Investigations on Surface Reflection Models for Intensity Normalization in Airborne Laser Scanning (ALS) Data

Abstract

The analysis of laser scanner data is of great interest for gaining geospatial information. Especially for segmentation, classification, or visualization purposes, the intensity measured with a laser scanner device can be helpful. For automatic intensity normalization, various aspects are of concern, like beam divergence and atmospheric attenuation, both depending on the range. Additionally, the intensity is influenced by the incidence angle between beam propagation direction and Surface orientation. To gain the surface orientation, the eigenvectors of the covariance matrix for object points within a nearby environment are determined. After normalization the intensity does no longer depend on the incidence angle and is influenced by the material of the surface only. For surface reflection modeling, (a) the Lambertian, (b) the extended Lambertian, and (c) the Phong reflection model are introduced, to consider diffuse and specular backscattering characteristics of the surface.

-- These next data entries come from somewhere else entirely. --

PR #5008, opened 2022-04-05
fix: Make payments recoverable

erights:
Associate with each purse a recover set of live payments that can be recovered in emergencies, such as when a payment seems lost or stuck. Recovering a payment is like cancelling an outstanding check.

Withdrawing from a purse puts the resulting payment in that purse's recovery set.

### DIFF
--- a/packages/ERTP/src/paymentLedger.js
+++ b/packages/ERTP/src/paymentLedger.js
@@ -50,10 +50,34 @@ export const makePaymentLedger = (
 
   /** @type {WeakMapStore<Payment, Amount>} */
   const paymentLedger = makeScalarBigWeakMapStore('payment');
-  /** @type {WeakMapStore<Payment, SetStore<Payment>>} */
+
+  /**
+   * A withdrawn live payment is associated with the recovery set of
+   * the purse it was withdrawn from. Let's call these "recoverable"
+   * payments. All recoverable payments are live, but not all live
+   * payments are recoverable. We do the bookkeeping for payment recovery
+   * with this weakmap from recoverable payments to the recovery set they are
+   * in.
+   * A bunch of interesting invariants here:
+   *    * Every payment that is a key in the outer `paymentRecoverySets`
+   *      weakMap is also in the recovery set indexed by that payment.
+   *    * Implied by the above but worth stating: the payment is only
+   *      in at most one recovery set.
+   *    * A recovery set only contains such payments.
+   *    * Every purse is associated with exactly one recovery set unique to
+   *      it.
+   *    * A purse's recovery set only contains payments withdrawn from
+   *      that purse and not yet consumed.
+   *
+   * @type {WeakMapStore<Payment, SetStore<Payment>>}
+   */
   const paymentRecoverySets = makeScalarBigWeakMapStore('payment-recovery');
 
   /**
+   * To maintain the invariants listed in the `paymentRecoverySets` comment,
+   * `initPayment` should contain the only
+   * call to `paymentLedger.init`.
+   *
    * @param {Payment} payment
    * @param {Amount} amount
    * @param {SetStore<Payment>} [optRecoverySet]
@@ -66,6 +90,13 @@ export const makePaymentLedger = (
     paymentLedger.init(payment, amount);
   };
 
+  /**
+   * To maintain the invariants listed in the `paymentRecoverySets` comment,
+   * `deletePayment` should contain the only
+   * call to `paymentLedger.delete`.
+   *
+   * @param {Payment} payment
+   */
   const deletePayment = payment => {
     paymentLedger.delete(payment);
     if (paymentRecoverySets.has(payment)) {
--- a/packages/ERTP/src/paymentLedger.js
+++ b/packages/ERTP/src/paymentLedger.js
@@ -48,8 +48,36 @@ export const makePaymentLedger = (
     throw reason;
   };
 
-  /** @type {WeakStore<Payment, Amount>} */
+  /** @type {WeakMapStore<Payment, Amount>} */
   const paymentLedger = makeScalarBigWeakMapStore('payment');
+  /** @type {WeakMapStore<Payment, SetStore<Payment>>} */
+  const paymentRecoverySets = makeScalarBigWeakMapStore('payment-recovery');
+
+  /**
+   * @param {Payment} payment
+   * @param {Amount} amount
+   * @param {SetStore<Payment>} [optRecoverySet]
+   */
+  const initPayment = (payment, amount, optRecoverySet = undefined) => {
+    if (optRecoverySet !== undefined) {
+      if (!optRecoverySet.has(payment)) {
+        optRecoverySet.add(payment);
+      }
+      paymentRecoverySets.init(payment, optRecoverySet);
+    }
+    paymentLedger.init(payment, amount);
+  };
+
+  const deletePayment = payment => {
+    paymentLedger.delete(payment);
+    if (paymentRecoverySets.has(payment)) {
+      const recoverySet = paymentRecoverySets.get(payment);
+      paymentRecoverySets.delete(payment);
+      if (recoverySet.has(payment)) {
+        recoverySet.delete(payment);
+      }
+    }
+  };
 
   /** @type {(left: Amount, right: Amount) => Amount } */
   const add = (left, right) => AmountMath.add(left, right, brand);
@@ -103,9 +131,14 @@ export const makePaymentLedger = (
    *
    * @param {Payment[]} payments
    * @param {Amount[]} newPaymentBalances
+   * @param {SetStore<Payment>} [optRecoverySet]
    * @returns {Payment[]}
    */
-  const moveAssets = (payments, newPaymentBalances) => {
+  const moveAssets = (
+    payments,
+    newPaymentBalances,
+    optRecoverySet = undefined,
+  ) => {
     assertCopyArray(payments, 'payments');
     assertCopyArray(newPaymentBalances, 'newPaymentBalances');
 
@@ -141,11 +174,11 @@ export const makePaymentLedger = (
     let newPayments;
     try {
       // COMMIT POINT
-      payments.forEach(payment => paymentLedger.delete(payment));
+      payments.forEach(payment => deletePayment(payment));
 
       newPayments = newPaymentBalances.map(balance => {
         const newPayment = makePayment();
-        paymentLedger.init(newPayment, balance);
+        initPayment(newPayment, balance, optRecoverySet);
         return newPayment;
       });
     } catch (err) {
@@ -178,7 +211,7 @@ export const makePaymentLedger = (
       assertAmountConsistent(paymentBalance, optAmountShape);
       try {
         // COMMIT POINT.
-        paymentLedger.delete(payment);
+        deletePayment(payment);
       } catch (err) {
         shutdownLedgerWithFailure(err);
         throw err;
@@ -187,8 +220,11 @@ export const makePaymentLedger = (
     });
   };
 
-  /** @type {IssuerClaim} */
-  const claim = (paymentP, optAmountShape = undefined) => {
+  const claimInternal = (
+    paymentP,
+    optAmountShape = undefined,
+    optRecoverSet = undefined,
+  ) => {
     return E.when(paymentP, srcPayment => {
       assertLivePayment(srcPayment);
       const srcPaymentBalance = paymentLedger.get(srcPayment);
@@ -197,10 +233,15 @@ export const makePaymentLedger = (
       const [payment] = moveAssets(
         harden([srcPayment]),
         harden([srcPaymentBalance]),
+        optRecoverSet,
       );
       return payment;
     });
   };
+
+  /** @type {IssuerClaim} */
+  const claim = (paymentP, optAmountShape = undefined) =>
+    claimInternal(paymentP, optAmountShape, undefined);
 
   /** @type {IssuerCombine} */
   const combine = (fromPaymentsPArray, optTotalAmount = undefined) => {
@@ -217,6 +258,7 @@ export const makePaymentLedger = (
       const [payment] = moveAssets(
         harden(fromPaymentsArray),
         harden([totalPaymentsBalance]),
+        undefined,
       );
       return payment;
     });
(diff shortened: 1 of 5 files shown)


packages/ERTP/src/paymentLedger.js
```diff
@@ -48,8 +48,36 @@ export const makePaymentLedger = (
...
+  /**
+   * @param {Payment} payment
+   * @param {Amount} amount
+   * @param {SetStore<Payment>} [optRecoverySet]
+   */
+  const initPayment = (payment, amount, optRecoverySet = undefined) => {
+    if (optRecoverySet !== undefined) {
+      if (!optRecoverySet.has(payment)) {
+        optRecoverySet.add(payment);
+      }
```
michaelfig: Is protecting this `.add` with an if statement useful?  It looks like just a distraction.

packages/ERTP/src/paymentLedger.js
```diff
@@ -48,8 +48,36 @@ export const makePaymentLedger = (
...
+  };
+
+  const deletePayment = payment => {
+    paymentLedger.delete(payment);
+    if (paymentRecoverySets.has(payment)) {
+      const recoverySet = paymentRecoverySets.get(payment);
+      paymentRecoverySets.delete(payment);
+      if (recoverySet.has(payment)) {
+        recoverySet.delete(payment);
+      }
```
michaelfig: Same here?

packages/ERTP/src/types.js
```diff
@@ -350,6 +350,24 @@
...
+ * @property {IssuerClaim} claim
+ * Like `issuer.claim`, but also associates the new payment with this purse's
+ * recovery set, so the payment can be recovered in emergencies.
+ *
+ * @property {() => CopySet<Payment>} getRecoverySet
+ * The set of payments associated with this purse that are still live. These
+ * are the payments that can still be recovered in emergencies by, for example,
+ * depositing into this purse. Such a deposit action is like canceling an
+ * outstanding check because you're tired of waiting for it. Once your
+ * cancellation is acknowledged, ypu can spend the assets at stake on other
```
michaelfig:
```suggestion
 * cancellation is acknowledged, you can spend the assets at stake on other
```

packages/ERTP/test/unitTests/test-recovery.js
```diff
@@ -0,0 +1,42 @@
...
+  const precious = num => AmountMath.make(brand, num);
+  const payment1 = mint.mintPayment(precious(37n));
+  const payment2 = mint.mintPayment(precious(41n));
+  const alicePurse = issuer.makeEmptyPurse();
+  const bobPurse = issuer.makeEmptyPurse();
+
+  t.assert(keyEQ(alicePurse.getRecoverySet(), emptySet));
+  alicePurse.deposit(payment1);
+  bobPurse.deposit(payment2);
+  t.assert(keyEQ(alicePurse.getRecoverySet(), emptySet));
```
michaelfig: Do you also want to assert emptySet on `bobPurse` before and after depositing `payment2`?

michaelfig (commented):
Looking good so far.  Let me know when you're ready for a final review (especially if you plan on doing something about `virtual-purse.js`, which notably the `vbank` relies on).

erights:
> Looking good so far. Let me know when you're ready for a final review (especially if you plan on doing something about virtual-purse.js, which notably the vbank relies on).

I took a look at vbank again and decided not to do it in this PR. Would you like to do vbank after this PR?

With vbank postponed, this is now ready for review. Thanks.

michaelfig:
> With vbank postponed, this is now ready for review. Thanks.

It seems I was only tagged as a reviewer because of my codeowner status for `virtual-purse.js`.  I would prefer if somebody else took responsibility for this review, as I may be lacking some necessary context.

erights:
With @Chris-Hibbert OOO, @dtribble can you review? Thanks.

packages/ERTP/src/types.js
```diff
@@ -350,6 +350,24 @@
  *
  * @property {(amount: Amount) => Payment} withdraw
  * Withdraw amount from this purse into a new Payment.
+ *
+ * @property {IssuerClaim} claim
+ * Like `issuer.claim`, but also associates the new payment with this purse's
+ * recovery set, so the payment can be recovered in emergencies.
+ *
+ * @property {() => CopySet<Payment>} getRecoverySet
```
dtribble, line 354: this does make purses non-robust servers in that any holder of a purse can impair the use by any other holder of a purse. I think that's OK , but it is a change.

packages/vats/src/virtual-purse.js
```diff
@@ -143,6 +145,18 @@ function makeVirtualPurse(vpc, kit) {
       });
       return pmt;
     },
+    claim: (_paymentP, _optAmountShape) => {
+      // TODO implement
+      assert.fail(X`virtual purses do not yet implement claim`);
```
dtribble: We shouldn't commit with this.  At the very least there would need to be an issue, but what are the design issues for this?

packages/ERTP/src/paymentLedger.js
```diff
@@ -48,8 +48,32 @@ export const makePaymentLedger = (
     throw reason;
   };
 
-  /** @type {WeakStore<Payment, Amount>} */
+  /** @type {WeakMapStore<Payment, Amount>} */
   const paymentLedger = makeScalarBigWeakMapStore('payment');
+  /** @type {WeakMapStore<Payment, SetStore<Payment>>} */
```
dtribble: This needs documentation here. It's too clever to leave without explanation.

packages/ERTP/src/paymentLedger.js
```diff
@@ -197,11 +229,16 @@ export const makePaymentLedger = (
...
         harden([srcPayment]),
         harden([srcPaymentBalance]),
+        optRecoverSet,
       );
       return payment;
     });
   };
 
+  /** @type {IssuerClaim} */
+  const claim = (paymentP, optAmountShape = undefined) =>
```
dtribble: Keep this code somewhere, but all the claim operations in our code are in tests. Because of Zoe, all real usage ends up depositing into Zoe escrow. So all the `claim` and related operations can be removed, leaving just the recovery logic around the `withdraw` operation.

packages/ERTP/src/purse.js
```diff
@@ -23,35 +26,59 @@ export const makePurseMaker = (allegedName, assetKind, brand, purseMethods) => {
...
             amount,
+            state.recoverySet,
           ),
         getCurrentAmount: ({ state }) => state.currentBalance,
         getCurrentAmountNotifier: ({ state }) => state.balanceNotifier,
         getAllegedBrand: () => brand,
         // eslint-disable-next-line no-use-before-define
         getDepositFacet: ({ facets }) => facets.depositFacet,
+
+        claim: ({ state }, paymentP, optAmountShape) =>
```
dtribble: As above, delete

packages/ERTP/src/types.js
```diff
@@ -350,6 +350,24 @@
  *
  * @property {(amount: Amount) => Payment} withdraw
  * Withdraw amount from this purse into a new Payment.
+ *
+ * @property {IssuerClaim} claim
```
dtribble: Delete.

packages/vats/src/virtual-purse.js
```diff
@@ -143,6 +145,18 @@ function makeVirtualPurse(vpc, kit) {
       });
       return pmt;
     },
+    claim: (_paymentP, _optAmountShape) => {
```
dtribble: delete

packages/vats/src/virtual-purse.js
```diff
@@ -143,6 +145,18 @@ function makeVirtualPurse(vpc, kit) {
...
+      // TODO implement
+      assert.fail(X`virtual purses do not yet implement claim`);
+    },
+    getRecoverySet: () => {
```
dtribble: This should be implemented. It looks to me like it's exactly the same code; all the recovery is on the JS side.

dtribble (changes requested):
Key things to complete:
- remove the `claim operations`
- add an implementation comment
- provide the implementation for virtual purses too

packages/ERTP/src/types.js
erights: (we discussed and agreed it is ok. Because anyone holding a purse can withdraw everything from it, we encourage a programming pattern where a single purse is never help my multiple mutually suspicious parties, or even by multiple non-coordinated parties. Within that framing, we are not introducing any new vulnerabilities.)

packages/ERTP/src/paymentLedger.js
erights: Git keeps the code. I really doubt we will need it again. It is sufficiently easy to reproduce anyway that I'm just "deleting" it.

packages/vats/src/virtual-purse.js
erights: Since you have a separate review comment on virtual-purse `getRecoverySet` below and I've already deleted `claim`, I'm resolving this.

packages/vats/src/virtual-purse.js
erights: What I'm confused about here is whether a vpurse
   * a vpurse should forward to an underlying ERTP purse which implements this logic, or 
   * should reimplement that on its own.
   * one case of vpurse should forward and the other case should reimplement.

I suspect the third bullet is the right answer, but I'm not well enough oriented to be confident.

@michaelfig can you do the vpurse adjustment and I'll review?

@dtribble if yes, would you rather @michaelfig do that in a separate PR or as an enhancement to this PR?

Either way, when this PR is ready, someone else should merge it if I don't seem to be available.

erights: Thanks

michaelfig: > - should reimplement that on its own

In our uses of this `virtual-purse.js`, each vpurse should implement its own recoverySet, so that recoverAll calls vpurse.deposit (which is where the vpurse magic happens).  I think the right thing is to make it part of the current PR.  I can attempt this if you don't have bandwidth for now.

Note that vpurses are not yet Virtual nor Durable objects, and even without that restriction, are somewhat simpler than `@agoric/ertp` purses.  That makes things easier.

erights: >  I can attempt this if you don't have bandwidth for now.

Yes please! Much appreciated!

michaelfig: Oh, when implementing I found that this is actually a case of "forwarding to an ERTP purse which implements this logic."  But it's still pretty simple.

packages/vats/src/virtual-purse.js
```diff
@@ -46,22 +46,47 @@ import '@agoric/notifier/exported.js';
...
+
+  /**
+   * Claim a payment for recovery via our recoveryPurse.
+   *
+   * @param {ERef<Payment>} payment
+   * @param {Amount} [optAmountShape]
+   */
+  const recoverableClaim = async (payment, optAmountShape) => {
+    const pmt = await payment;
+    const amt = await E(recoveryPurse).deposit(pmt, optAmountShape);
```
michaelfig, line 61: Ironically, I could have used `E(recoveryPurse).claim` here.

erights:
@michaelfig , please review my changes to your changes at https://github.com/Agoric/agoric-sdk/pull/5008/commits/5d71a1cdea4bc8bf4c4e0de07488f520429eaea0

erights (commented):
@michaelfig FWIW, your changes at https://github.com/Agoric/agoric-sdk/pull/5008/commits/b337db7d050faed61311a329bf45361e11505eb9 LGTM modulo my refinement in the next commit.

packages/ERTP/src/purse.js
```diff
@@ -23,35 +26,57 @@ export const makePurseMaker = (allegedName, assetKind, brand, purseMethods) => {
...
         getAllegedBrand: () => brand,
         // eslint-disable-next-line no-use-before-define
         getDepositFacet: ({ facets }) => facets.depositFacet,
+
+        getRecoverySet: ({ state }) => state.recoverySet.snapshot(),
+        recoverAll: ({ state, facets }) => {
+          let amount = AmountMath.makeEmpty(brand, assetKind);
+          for (const payment of state.recoverySet.keys()) {
+            // This does cause deletions from the set while iterating,
+            // but this special case is allowed.
```
dtribble, line 70: ha!  Glad to see that show up. It's also noteworthy that the deletion is indirect because of the operation invoked. It would be more complicated if the iteration had to decide whether to delete.

packages/ERTP/src/paymentLedger.js
```diff
@@ -48,9 +48,64 @@ export const makePaymentLedger = (
...
   const paymentLedger = makeScalarBigWeakMapStore('payment');
 
+  /**
+   * A withdrawn live payment is associated with the recovery set of
+   * the purse it was withdrawn from. Let's call these "recoverable"
+   * payments. All recoverable payments are live, but not all live
+   * payments are recoverable. We do the bookkeeping for payment recovery
+   * with this weakmap from recoverable payments to the recovery set they are
+   * in.
+   * A bunch of interesting invariants here:
```
dtribble, line 61: love it.

packages/vats/src/virtual-purse.js
```diff
@@ -46,22 +46,47 @@ import '@agoric/notifier/exported.js';
...
+  /**
+   * @returns {{
+   *   retain: (pmt: Payment, optAmountShape?: Pattern) => Promise<Amount>,
+   *   redeem: (amt: Amount) => Promise<Payment>,
+   * }}
+   */
+  const makeRetainRedeem = () => {
+    if (mint) {
+      const retain = (payment, optAmountShape) =>
+        E(issuer).burn(recoverableClaim(payment), optAmountShape);
```
dtribble: If you are just going to burn, is there any reason to have a transition to a recoverable claim?

packages/vats/src/virtual-purse.js
```diff
@@ -46,22 +46,47 @@ import '@agoric/notifier/exported.js';
...
+      const redeem = amount => recoverableClaim(E(mint).mintPayment(amount));
```
dtribble, line 75: This is an interesting reason to have a `claim` method on purse:  minting!

dtribble: (could be added separately.

dtribble (approved):
A few comments and questions on the virtual-purse, but it all looks correct.

packages/vats/src/virtual-purse.js
michaelfig: Yeah, I was thinking about this last night.  No need for this recoverableClaim, nor for the other retain (in which we just deposit to the escrow purse).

An airborne measurement campaign was carried out to investigate the influences of the incidence angle on the measured intensity. For investigations, 17 urban areas, such as traffic, building, and vegetation regions were studied and the derived improvements are depicted. The investigation shows that large intensity variation caused by the object surface orientation and the distance between sensor and object can be normalized by utilizing the standard Lambertian reflection model.